Samantha Chavis said she had been in a bad relationship in New York and was resenting her job in music publishing until she read “Eat, Pray, Love” and found the encouragement to move to Chicago and start a new life. Jeanette Kay of Downers Grove, said she read the book as she was coming out of a painful divorce, and the book provided the grounding to help her move on and start a new relationship.

The book, if you haven’t read it by now, is about how Gilbert, having gone through an ugly divorce, packed up her life and traveled the world (courtesy of a book advance from Viking). She ate transcendent meals, discovered spiritual peace, and, finally, met a new, equally wounded man. It moves in a breezy, accessible fashion — as if she were writing an intimate letter to a close friend, which is how many of her fans have come to think of her.

Which is perhaps why the book not only sat for a year at No. 1 on the Times’ paperback best-seller list but inspired global journeys of self-discovery — and a cottage industry of travel companies scrambling to launch unofficial “Eat, Pray, Love” theme vacations to the book’s locales.

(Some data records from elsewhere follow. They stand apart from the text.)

PR #8676, opened 2025-09-03
feat(frontend): AI console automatic scrolling

DenysKarmazynDFINITY:
# Motivation

We want the following behaviour to be implemented: 
* when the log is at the bottom, and new content comes in (user entry or LLM), then scroll down automatically
* f the user manually scrolls up a bit, avoid automating scrolling to the bottom
* user types and sends - always scroll to the bottom

### DIFF
--- a/src/frontend/src/lib/components/ai-assistant/AiAssistantConsole.svelte
+++ b/src/frontend/src/lib/components/ai-assistant/AiAssistantConsole.svelte
@@ -1,6 +1,6 @@
 <script lang="ts">
 	import { IconClose } from '@dfinity/gix-components';
-	import { isNullish } from '@dfinity/utils';
+	import { isNullish, nonNullish } from '@dfinity/utils';
 	import { fade } from 'svelte/transition';
 	import AiAssistantActionButton from '$lib/components/ai-assistant/AiAssistantActionButton.svelte';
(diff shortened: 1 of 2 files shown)


src/frontend/src/lib/components/ai-assistant/AiAssistantConsole.svelte
```diff
@@ -39,6 +41,29 @@
...
+
+		// 10 - a small tolerance in scroll measurements
+		shouldScrollMessagesContainer =
+			messagesContainer.scrollTop + messagesContainer.clientHeight >=
+			messagesContainer.scrollHeight - 10;
+	};
+
+	$effect(() => {
+		// add messages as a dependency to trigger the scroll when new content arrives
+		messagesToDisplay;
```
AntonioVentilii, line 57: theoretically you could add the condition `messagesToDisplay.length >0` ?

AntonioVentilii (approved):
LGTM tks

src/frontend/src/lib/components/ai-assistant/AiAssistantConsole.svelte
DenysKarmazynDFINITY: yes, good idea - replaced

Which is why none other than Julia Roberts will play Gilbert in the movie version, slated for release in August.

And which is why Melendez, a couple of years ago, quit her job as a school librarian in Cicero, Ill. “The book spoke to me,” she said. “It told me I had to love myself and follow my own path.” Melendez became a yoga instructor and spiritual counselor and is writing a memoir.

It’s all slightly surreal if you followed Gilbert’s early years as a journalist — a freelancer in the ’90s who turned out snarky profiles of Tom Waits and Hank Williams III for Esquire and Spin. A brief stint as a bartender, a journalistic stunt for a GQ article, became the basis for the movie “Coyote Ugly.” But it’s a writing voice, she said, that doesn’t suit her anymore, and only reminds her “I was a defensive, brittle person and not very nice.”

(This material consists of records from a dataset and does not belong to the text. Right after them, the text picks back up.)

PR #8679, opened 2025-09-03
refactor(frontend): updates NftCardSkeleton component

BonomoAlessandro:
# Motivation

The `NftCardSkeleton` should be more dynamic. Now it takes a parameter that indicates how many times the skeleton should be display.


AntonioVentilii (approved):
Nice!

PR #8682, opened 2025-09-03
fix(frontend): Pass correct address to Solana WalletConnect sign modal

AntonioVentilii:
# Motivation

To solve a pending TODO, we pass the source address directly to the Solana WalletConnect modal.


DenysKarmazynDFINITY (approved):
LGTM, thanks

It took divorce to sever that life, to send her on the trip that became “Eat, Pray, Love.” The book, however, didn’t become a hit until the paperback. These days, she said, the interest can feel overwhelming.

She is careful to remind fans “Eat, Pray, Love” was not intended as a blueprint or as self-help. “Their journey is theirs, and most understand and use the book, I think, as more of a permission slip to ask themselves the questions about their lives that they didn’t realize they could ask.”

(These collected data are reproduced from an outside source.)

PR #8690, opened 2025-09-03
feat(lint): Add `ls-lint` configuration

AntonioVentilii:
# Motivation

As suggested by @peterpeterparker, we want to start using the linter for naming the files and the folders too. To help us, there is the library [ls-lint](https://ls-lint.org/). 

As first step, we add some basic configuration file as per tutorial, and we run it manually locally, fixing any issue.


DenysKarmazynDFINITY (approved):
Good one!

But there are those who don’t understand, and partly because of that, she has stopped not only replying to fan letters but reading fan letters. “I don’t feel besieged or anything, but I had to stop,” she said. “After a while you’d jump off the roof if you read them all. They want to know what they should do about their drug addictions and tragic marriages and bladder infections and which city to visit in Italy, and I was becoming everything from travel agent to psychiatrist and, with respect, I am not capable of being all that.”

The audience at her readings, she said, is female. “I don’t get Stephenie Meyer or Stephen King fans — no one to be afraid of. I get nice women who have had disappointments. For fans, believe me, you couldn’t do better than 45-year-old divorced women.”

She also says she looks forward to the day when she is not asked for advice and figures that day is coming soon.

“Committed,” which follows her relationship with the man she met in “Eat, Pray, Love,” is about marriage and how they got married. It’s less likely to be taken as self-help.

Gilbert lives in New Jersey with her husband. They run a store that sells trinkets from around the globe. Not long ago, a woman came into the store and walked up to Gilbert’s husband. Some really famous bestselling author owns this place, she informed him.

Yeah, he said, who? Barbara Kingsolver, she said.